See also Batista v. Walker, 94-CV-2826, 1995 WL 453299, at *1 (S.D.N.Y. July 31, 1995) (Sotomayor, J.) (“I am permitted to adopt those sections of [a magistrate judge's] report to which no specific objection is made, so long as those sections are not facially erroneous.”) (internal quotation marks and citations omitted).
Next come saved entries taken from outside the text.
PR #3922, opened 2024-02-09
Fix server namespaces

### LINKED ISSUE #3910: Review and fix namespace names in server examples
The namespace name in the server examples is supposed to be <ExampleName>Server, and it was initially correct.

However, we renamed many examples without changing this name. For example, Logger used to be GreeterLog, and the namespace remains GreeterLogServer.

bernardnormier:
This PR fixes the server namespaces in the examples.

FIxes #3910.


ReeceHumphreys (approved):

pepone (approved):
Looks good!

PR #3924, opened 2024-02-12
Remove `ignore_optional` Flag from `xxx_type_string` Functions

InsertCreativityHere:
This PR does what the title says.
In the handful of places where we actually set this to `true`, we now have a new function: `remove_optional_modifier_from`.
We get the fully typed string (optional and all), and if we don't want the optional part, we call this function on it.

### DIFF
--- a/tools/slicec-cs/src/slicec_ext/mod.rs
+++ b/tools/slicec-cs/src/slicec_ext/mod.rs
@@ -22,6 +22,16 @@ pub use primitive_ext::PrimitiveExt;
 pub use slice_encoding_ext::EncodingExt;
 pub use type_ref_ext::TypeRefExt;
 
+/// If the provided type string is optional (it ends with a '?' character), that character is removed.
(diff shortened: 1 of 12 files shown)


tools/slicec-cs/src/slicec_ext/mod.rs
```diff
@@ -22,6 +22,15 @@ pub use primitive_ext::PrimitiveExt;
 pub use slice_encoding_ext::EncodingExt;
 pub use type_ref_ext::TypeRefExt;
 
+/// If the provided type string is optional (it ends with a '?' character), that character is removed.
+/// This does not affect nested types that are optional.
+pub fn remove_optional_modifier_from(mut type_string: String) -> String {
+    if type_string.ends_with('?') {
+        type_string.pop();
```
externl, line 29: There's no trim_end in rust?

externl (approved):

PR #3931, opened 2024-02-20
Update version to '0.3.1-preview1'.

InsertCreativityHere:
This PR updates the version, and pulls in 2 commits that are on main, which would be nice to have on 0.3.x as well:
fixes to the language extension settings.

This will cause some merge conflicts with my other PR, which I'll deal with.

### DIFF
--- a/.vscode/cspell.json
+++ b/.vscode/cspell.json
@@ -70,5 +70,9 @@
     "rust",
     "softwareTerms",
     "en_US"
+  ],
+  "enableFiletypes": [
+    "ice",
+    "slice"
   ]
 }
--- a/.vscode/cspell.json
+++ b/.vscode/cspell.json
@@ -72,7 +72,6 @@
     "en_US"
   ],
   "enableFiletypes": [
-    "ice",
     "slice"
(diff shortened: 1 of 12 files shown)


.vscode/cspell.json
```diff
@@ -70,5 +70,8 @@
     "rust",
     "softwareTerms",
     "en_US"
+  ],
+  "enableFiletypes": [
+    "slice"
   ]
```
pepone, line 76: This seems unrelated to the PR, is it required?

pepone (approved):

.vscode/cspell.json
InsertCreativityHere: You got here before I edited the comment!

> This PR updates the version, and pulls in 2 commits that are on main, which would be nice to have on 0.3.x as well:
fixes to the language extension settings.

InsertCreativityHere: I was going to rebase this PR to pull them along, but keep the commits seperate.

bernardnormier (approved):

PR #3932, opened 2024-02-20
Update version to '0.4.0-preview1'.

InsertCreativityHere:


tools/slicec-cs/Cargo.toml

After conducting the appropriate review, the Court may “accept, reject, or modify, in whole or in part, the findings or recommendations made by the magistrate judge.” 28 U.S.C. § 636(b)(1)(C).
III. ANALYSIS
After carefully reviewing the relevant papers herein, including Magistrate Judge Peebles's thorough Report-Recommendation, the Court can find no error in those parts of the Report-Recommendation to which Plaintiff specifically objected, and no clear error in the remaining parts of the Report-Recommendation: Magistrate Judge Peebles employed the proper standards, accurately recited the facts, and reasonably applied the law to those facts. As a result, the Report-Recommendation is accepted and adopted in its entirety for the reasons stated therein and for the reasons stated in Defendant's response to Plaintiff's Objections. See, supra, Part I.C. of this Decision and Order.
ACCORDINGLY, it is
ORDERED that Magistrate Judge David E. Peebles's Report-Recommendation (Dkt. No. 16) is ACCEPTED and ADOPTED in its entirety; and it is further
ORDERED that Defendant's decision is AFFIRMED ; and it is further
ORDERED that Plaintiff's Complaint (Dkt. No. 1) is DISMISSED.